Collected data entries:
PR #12, opened 2020-07-15
TEAL v2 support

### LINKED ISSUE #5: Invalid TEAL program when the main program is `Cond`
When the main program is `Cond`, a label is generated to jump to the end of the program. However, this is not allowed by TEAL.

For example, using the following `simple.py` script:

```python
from pyteal import *

t = Cond(
        [Int(1) == Int(1), Int(2) == Int(2)],
        [Int(3) == Int(3), Int(4) == Int(4)]
        )

print(t.teal())
```

We have:
```bash
$ python3 simple.py > simple.teal
$ goal clerk send --from-program simple.teal --to GCBRBIIMS7IVTHC3Y7ML6WAGGPK4L3LVSHDWXPTMD5YO2E7CFWNN5X2KOE --amount 10
Couldn't broadcast tx with algod: HTTP 400 Bad Request:  32 bnz target beyond end of program
```

where `simple.teal` is:
```
int 1
int 1
==
bnz l0
int 3
int 3
==
bnz l1
err
int 1
bnz l2
pop
l1:
int 4
int 4
==
l2:
int 1
bnz l3
pop
l0:
int 2
int 2
==
l3:
```

One solution would be to add a no-op at the end. There does not seem any single-op no-op in TEAL currently, but it can be simulated using a double op:
```
dup
pop
```

### LINKED ISSUE #10: Create tests for new AST

jasonpaulos:
This PR adds support for LogicSig v2 opcodes and features, including stateful TEAL applications. In addition to supporting new v2 opcodes, this PR also adds the following:
* `TxnType` enum
* `Pop` expression
* `Not` expression
* `BitwiseNot` expression
* `BitwiseAnd` expression
* `BitwiseOr` expression
* `BitwiseXor` expression
* `Neq` (not equal) expression
* `Assert` expression
* `ScratchSlot`, `ScratchLoad`, and `ScratchStore` objects/expressions for manipulating scratch space
* Testing `.type_of()` for all expressions
* More structured IR that consists of `List[TealComponent]`

Closes #5, closes #10.

### DIFF
--- a/pyteal/ast/addr.py
+++ b/pyteal/ast/addr.py
@@ -1,12 +1,13 @@
 from ..types import TealType, valid_address
+from ..ir import TealOp, Op
 from .leafexpr import LeafExpr
 
 class Addr(LeafExpr):
     """An expression that represents an Algorand address."""
-     
+
     def __init__(self, address: str) -> None:
         """Create a new Addr expression.
-        
+
         Args:
             address: A string containing a valid base32 Algorand address
         """
@@ -14,7 +15,7 @@ class Addr(LeafExpr):
         self.address = address
 
     def __teal__(self):
-        return [["addr", self.address]]
+        return [TealOp(Op.addr, self.address)]
 
     def __str__(self):
         return "(address: {})".format(self.address)
--- a/pyteal/ast/app.py
+++ b/pyteal/ast/app.py
@@ -1,0 +1,185 @@
+from enum import Enum
+
+from ..types import TealType, require_type
+from ..ir import TealOp, Op
+from .leafexpr import LeafExpr
+from .expr import Expr
+from .maybe import MaybeValue
+from .int import EnumInt
+from .global_ import Global
+
+class OnComplete:
+    """An enum of values that Txn.on_completion() may return."""
+    NoOp = EnumInt("NoOp")
+    OptIn = EnumInt("OptIn")
+    CloseOut = EnumInt("CloseOut")
+    ClearState = EnumInt("ClearState")
+    UpdateApplication = EnumInt("UpdateApplication")
+    DeleteApplication = EnumInt("DeleteApplication")
+
+class AppField(Enum):
+    optedIn = (Op.app_opted_in, TealType.uint64)
+    localGet = (Op.app_local_get, TealType.anytype)
+    localGetEx = (Op.app_local_get_ex, TealType.none)
+    globalGet = (Op.app_global_get, TealType.anytype)
+    globalGetEx = (Op.app_global_get_ex, TealType.none)
+    localPut = (Op.app_local_put, TealType.none)
+    globalPut = (Op.app_global_put, TealType.none)
+    localDel = (Op.app_local_del, TealType.none)
+    globalDel = (Op.app_global_del, TealType.none)
+
+    def __init__(self, op: Op, type: TealType) -> None:
+        self.op = op
+        self.ret_type = type
+    
+    def get_op(self) -> Op:
+        return self.op
+    
+    def type_of(self) -> TealType:
+        return self.ret_type
+
+class App(LeafExpr):
+    """An expression related to applications."""
+
+    def __init__(self, field:AppField, args) -> None:
+        self.field = field
+        self.args = args
+
+    def __str__(self):
+        ret_str = "({}".format(self.field.get_op())
+        for a in self.args:
+            ret_str += " " + a.__str__()
+        ret_str += ")"
+        return ret_str
+
+    def __teal__(self):
+        teal = []
+        for arg in self.args:
+            teal += arg.__teal__()
+        teal += [TealOp(self.field.get_op())]
+        return teal
+
+    def type_of(self):
+        return self.field.type_of()
+
+    @classmethod
+    def id(cls):
+        """Get the ID of the current running application.
+        
+        This is the same as Global.current_application_id().
+        """
+        return Global.current_application_id()
+
+    @classmethod
+    def optedIn(cls, account: Expr, app: Expr):
+        """Check if an account has opted in for an application.
+
+        Args:
+            account: An index into Txn.Accounts that corresponds to the account to check. Must
+            evaluate to uint64.
+            app: The ID of the application being checked. Must evaluate to uint64.
+        """
+        require_type(account.type_of(), TealType.uint64)
+        require_type(app.type_of(), TealType.uint64)
+        return cls(AppField.optedIn, [account, app])
+    
+    @classmethod
+    def localGet(cls, account: Expr, key: Expr):
+        """Read from an account's local state for the current application.
+
+        Args:
+            account: An index into Txn.Accounts that corresponds to the account to read from. Must
+            evaluate to uint64.
+            key: The key to read from the account's local state. Must evaluate to bytes.
+        """
+        require_type(account.type_of(), TealType.uint64)
+        require_type(key.type_of(), TealType.bytes)
+        return cls(AppField.localGet, [account, key])
+    
+    @classmethod
+    def localGetEx(cls, account: Expr, app: Expr, key: Expr):
+        """Read from an account's local state for an application.
+
+        Args:
+            account: An index into Txn.Accounts that corresponds to the account to read from. Must
+            evaluate to uint64.
+            app: The ID of the application being checked. Must evaluate to uint64.
+            key: The key to read from the account's local state. Must evaluate to bytes.
+        """
+        require_type(account.type_of(), TealType.uint64)
+        require_type(app.type_of(), TealType.uint64)
+        require_type(key.type_of(), TealType.bytes)
+        return MaybeValue(AppField.localGetEx.get_op(), TealType.anytype, args=[account, app, key])
+
+    @classmethod
+    def globalGet(cls, key: Expr):
+        """Read from the global state of the current application.
+
+        Args:
+            key: The key to read from the global application state. Must evaluate to bytes.
+        """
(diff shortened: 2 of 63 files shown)


examples/vote.py
```diff
@@ -0,0 +1,107 @@
...
+        Global.round() > App.globalGet(Bytes("VoteEnd")),
+        Return(Int(1)),
+        Seq([
+            get_vote,
+            If(get_vote.hasValue(), if_voted, Return(Int(1)))
+        ])
+    )
+
+    on_register = Seq([
+        Assert(And(Global.round() >= App.globalGet(Bytes("RegBegin")), Global.round() <= App.globalGet(Bytes("RegEnd")))),
```
algorandskiy, line 47: seems `OptIn` is missed here

pyteal/ast/addr.py
```diff
@@ -0,0 +1,24 @@
...
+        """Create a new Addr expression.
+
+        Args:
+            address: A string containing a valid base32 Algorand address
+        """
+        valid_address(address)
+        self.address = address
+
+    def __teal__(self):
+        return [TealOp(Op.addr, self.address)]
```
algorandskiy, line 18: not sure if it matter and just fyi, `addr` is assembler-level syntax sugar

jasonpaulos:
#13 contains the project restructure in preparation for LogicSig v2 features. This PR will rebase onto that when it's merged.

jasonpaulos:
This PR will be ready for review once #15 is merged and I rebase onto its changes.

pyteal/ast/app.py
```diff
@@ -0,0 +1,185 @@
...
+            account: An index into Txn.Accounts that corresponds to the account to check. Must
+            evaluate to uint64.
+            app: The ID of the application being checked. Must evaluate to uint64.
+        """
+        require_type(account.type_of(), TealType.uint64)
+        require_type(app.type_of(), TealType.uint64)
+        return cls(AppField.optedIn, [account, app])
+    
+    @classmethod
+    def localGet(cls, account: Expr, key: Expr):
```
derbear, line 87: I don't know if this is a good idea, but I wonder if we can take advantage of `__getitem__`, `__setitem__`, and `__delitem__` overloading here.

pyteal/ast/arg.py
```diff
@@ -1,13 +1,17 @@
 from ..types import TealType
+from ..ir import TealOp, Op
 from ..errors import TealInputError
 from .leafexpr import LeafExpr
 
 class Arg(LeafExpr):
-    """An expression to get an argument."""
-    
-    def __init__(self, index:int) -> None:
+    """An expression to get an argument when running in signature verification mode."""
```
derbear, line 7: I wonder if it makes sense to add mode checks statically.

pyteal/ast/scratch.py
```diff
@@ -0,0 +1,80 @@
+from ..types import TealType
+from .expr import Expr
+
+class ScratchSlot:
```
derbear, line 4: Is it possible to store type information along with the slot?

derbear: Perhaps this would add a restriction to the set of programs that you can write in PyTEAL in that a single slot number can't be used for data of two different types statically (even though the program would run fine dynamically due to e.g., branching).

pyteal/ast/arg.py
jasonpaulos: Yes, the `verifyOpsForMode` function in `compiler.py` will raise an error if an unsupported op is used. The docstring is purely to help direct users to the correct expression to use based on the mode they want.

pyteal/ast/scratch.py
jasonpaulos: Currently the only place slots are used is in `MaybeValue`, which stores the type information. The type is then passed into `ScratchSlot.load()` so that type checking can be done on the loaded value. I think this is acceptable for now, especially because I'm not sure how slot reuse will be implemented in the future.

pyteal/ast/app.py
jasonpaulos: I have considered using `__getitem__`, but I believe `__setitem__` and `__delitem__` are not able to return anything so we wouldn't be able to use them as a drop in replacement for these AST functions. They would be great to have in a higher level approach that generates an AST though.

One alternative interface I have thought about is `Global.store(k, v)`, `Global.get(k)`, `Txn.accounts[0].store(k, v)`, `Txn.accounts[0].get(k)`. Some open questions with this are:
* Should `Txn.accounts[0]` still represent the address when used in an AST? Or should we have `Txn.accounts[0].address()`?
* How can I manipulate the sender's local state?
* The indexes in this array approach are one less than the actual runtime indexes would need to be. So should we only allow compile-time ints to be used? Or should `Txn.accounts[Int(1)]` be allowed, and what would it resolve to?

pyteal/ast/addr.py
jasonpaulos: `addr` takes in a base32 Algorand address with checksum, so it's useful to have.

pyteal/ast/app.py
derbear: > __setitem__ and __delitem__ are not able to return anything so we wouldn't be able to use them as a drop in replacement for these AST functions

I don't think `app_*_put` and `app_*_del` place anything on the stack; were you thinking that there might be a value returned by those that is of interested to PyTEAL?

derbear: > Should `Txn.accounts[0]` still represent the address when used in an AST? Or should we have `Txn.accounts[0].address()`?

> How can I manipulate the sender's local state?

I didn't think this idea through completely, but could you alternatively have `Txn.accountStorage[0]`?

derbear: I do like the idea of "calling" something to get the local storage corresponding to an account--as you point out, we do a bit of translation (subtract 1) under the covers

jasonpaulos: > I don't think `app_*_put` and `app_*_del` place anything on the stack; were you thinking that there might be a value returned by those that is of interest to PyTEAL?

With the current way we build the AST, constructing an expression must return an AST for that expression, regardless of whether it actually places something on the stack. For example,
```python
program = Seq([
    Assert(App.global["status"] == Int(0)), # this is ok
    App.global["status"] = Int(1), # doesn't work because `__setitem__` can't return a value
    del App.global["status"] # doesn't work becasue `__delitem__` can't return a value
])
```
We would have to use contexts or another front end in order to successfully use `__setitem__` and friends. I am definitely open to that, just not in this release 😅

jasonpaulos: > I didn't think this idea through completely, but could you alternatively have `Txn.accountStorage[0]`?

I will look into this today.

jasonpaulos: I've combined the `Txn.accountStorage` and `App.global[key].set/delete` proposals into this: https://gist.github.com/jasonpaulos/28844a66ec0aae10c3629a0fdc2ae512. I've implemented part of the backend for it and I think it works pretty well.

derbear: Oh, interesting. I do think I like the current approach in this PR, but this seems like it's getting pretty subjective. @algorandskiy any thoughts here?

pyteal/util.py
```diff
@@ -28,3 +28,9 @@ def execute(args):
     stdout, stderr = process.communicate()
     
     return (stdout.decode("utf-8"), stderr.decode("utf-8"))
+
+def escapeStr(s: str) -> str:
+    s = s.encode("utf-8").decode("latin-1").encode("unicode-escape").decode("latin-1")
```
derbear, line 33: Why does this work? Could you document it?

pyteal/ast/gtxn.py
```diff
@@ -113,6 +137,113 @@ def group_index(cls, index):
...
+        return cls(index, TxnField.freeze_asset_frozen)
+    
+    class ArrayAccessor:
+
+        def __init__(self, txIndex: int, accessField: TxnField, lengthField: TxnField) -> None:
+            self.txIndex = txIndex
+            self.accessField = accessField
+            self.lengthField = lengthField
+        
+        def length(self):
```
derbear, line 228: Perhaps we could use `__len__` here? `https://docs.python.org/3/reference/datamodel.html#object.__len__`

pyteal/compiler.py
```diff
@@ -11,6 +24,24 @@ def compileTeal(ast: Expr) -> str:
...
-    lines = ["#pragma version 1"]
-    lines += [" ".join(i) for i in teal]
+    verifyOpsForMode(teal, mode)
+
+    slots = set()
+    for stmt in teal:
+        for slot in stmt.getSlots():
+            slots.add(slot)
+    
+    if len(slots) > NUM_SLOTS:
```
derbear, line 34: Should this be `>=`?

derbear:
Looks fine to me, other than the remaining comments.

pyteal/ast/gtxn.py
jasonpaulos: From that page:
> Should return the length of the object, an integer >= 0.

Unfortunately Python will raise an error if `__len__` does not return an integer, so this is the next best thing.

pyteal/util.py
jasonpaulos: Added documentation

derbear: Unrelated: I'm surprised that there's no standard library implementation for doing this...

pyteal/ast/app.py
jasonpaulos: We've decided to wait on any change here for this release.

PR #13, opened 2020-07-27
Internal restructure

jasonpaulos:
A restructure of internal components in preparation for new LogicSig v2 features. The main change is separating every expression into its own file and slightly improving Cond codegen.

~~Externally, the following things have changed:~~
* ~~`TealTypeMismatchError` has been removed in favor of the existing `TealTypeError`.~~
* ~~Templated arguments now have a new interface, which simplifies internal implementation:~~
  - ~~Int template: `Tmpl.Int("TMPL_NAME")`~~
  - ~~Bytes template: `Tmpl.Bytes("TMPL_NAME")`~~
  - ~~Address template: `Tmpl.Addr("TMPL_NAME")`~~


derbear:
The restructuring changes look good. Would it be possible to split those from the ones that affect the external interface? Thanks!

jasonpaulos:
@derbear this PR now has only the internal changes. I will create another with the external changes once this has been merged.

jasonpaulos:
#14 contains the external changes that were previously here.

PR #14, opened 2020-07-29
Interface restructure

jasonpaulos:
A restructure of some external features in preparation for new LogicSig v2 features. The main changes are:
* `TealTypeMismatchError` has been removed in favor of the existing `TealTypeError`.
* Templated arguments now have a new interface, which simplifies internal implementation:
  - Int template: `Tmpl.Int("TMPL_NAME")`
  - Bytes template: `Tmpl.Bytes("TMPL_NAME")`
  - Address template: `Tmpl.Addr("TMPL_NAME")`
* The compilation function has changed from `expression.teal()` to `compileTeal(expression)`.

### DIFF
--- a/pyteal/ast/tmpl.py
+++ b/pyteal/ast/tmpl.py
@@ -5,15 +5,47 @@ from .leafexpr import LeafExpr
 class Tmpl(LeafExpr):
     """Template expression for creating placeholder values."""
 
-    def __init__(self, tmpl_v: str) -> None:
-        valid_tmpl(tmpl_v)
-        self.name = tmpl_v
+    def __init__(self, op: str, type: TealType, name: str) -> None:
+        valid_tmpl(name)
+        self.op = op
+        self.type = type
+        self.name = name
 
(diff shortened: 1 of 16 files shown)


pyteal/ast/tmpl.py
```diff
@@ -5,15 +5,47 @@
...
+        """Create a new Bytes template.
+
+        Args:
+            placeholder: The name to use for this template variable. Must start with "TMPL_" and
+            only consist of uppercase alphanumeric characters and underscores.
+        """
+        return cls("byte", TealType.bytes, placeholder)
+
+    @classmethod
+    def Addr(cls, placeholder: str):
```
derbear, line 44: Is the difference between `Bytes` and `Addr` here purely cosmetic?

jasonpaulos: Not entirely. Since `addr` takes in a base32 Algorand address with checksum, you would have to discard the checksum to import it as a normal byte string.

PR #15, opened 2020-08-03
Restructure tests

jasonpaulos:
Move AST tests from ` tests/test_ops.py` into individual testing files in the `pyteal` directory. The first commit only moves tests, while the second commit restructures the individual tests and adds checking for generated intermediate code.


derbear:
A proposal for testing intermediate code (that might be good to add to a different PR):

It may be possible to automatically generate differential tests that catch if some detail of low-level code generation changes from one version of PyTEAL to the next. There could be a test generator which exhaustively runs through the opcodes (and maybe small combinations of them) and outputs the expected values of these compiled opcodes; if these expected values are checked into the git repo, then we can have unit tests that check that we match these values. If we change how code generation works from one version to the next, then these tests will catch that.

I think we do something similar in the TEAL assembler here:
https://github.com/algorand/go-algorand/blob/master/data/transactions/logic/assembler_test.go#L217-L247

pyteal/ast/binaryexpr_test.py
```diff
@@ -0,0 +1,86 @@
...
+    with pytest.raises(TealTypeError):
+        Int(2) / Txn.receiver()
+
+def test_mod():
+    Int(10) % Int(9)
+
+    with pytest.raises(TealTypeError):
+        Txn.receiver() % Int(2)
+
+def test_arithmic():
```
derbear, line 130: Nit: typo here

pyteal/ast/bytes.py
```diff
@@ -10,7 +10,8 @@ def __init__(self, base: str, byte_str: str) -> None:
 
         Args:
             base: The base type for this byte string. Must be one of base16, base32, or base64.
-            byte_string: The content of the byte string, encoding with the passed in base.
+            byte_string: The content of the byte string, encoding with the passed in base. If base
+            is base16, this may be an empty string, otherwise an empty string is not allowed.
```
derbear, line 14: Nit: comma splice

pyteal/types.py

#### [WHAT YOU NEED TO DO]
Filter the records above for the string "compileTeal" and copy each matching line.

#### [TASK OUTPUT]
@@ -11,6 +24,24 @@ def compileTeal(ast: Expr) -> str:
* The compilation function has changed from `expression.teal()` to `compileTeal(expression)`.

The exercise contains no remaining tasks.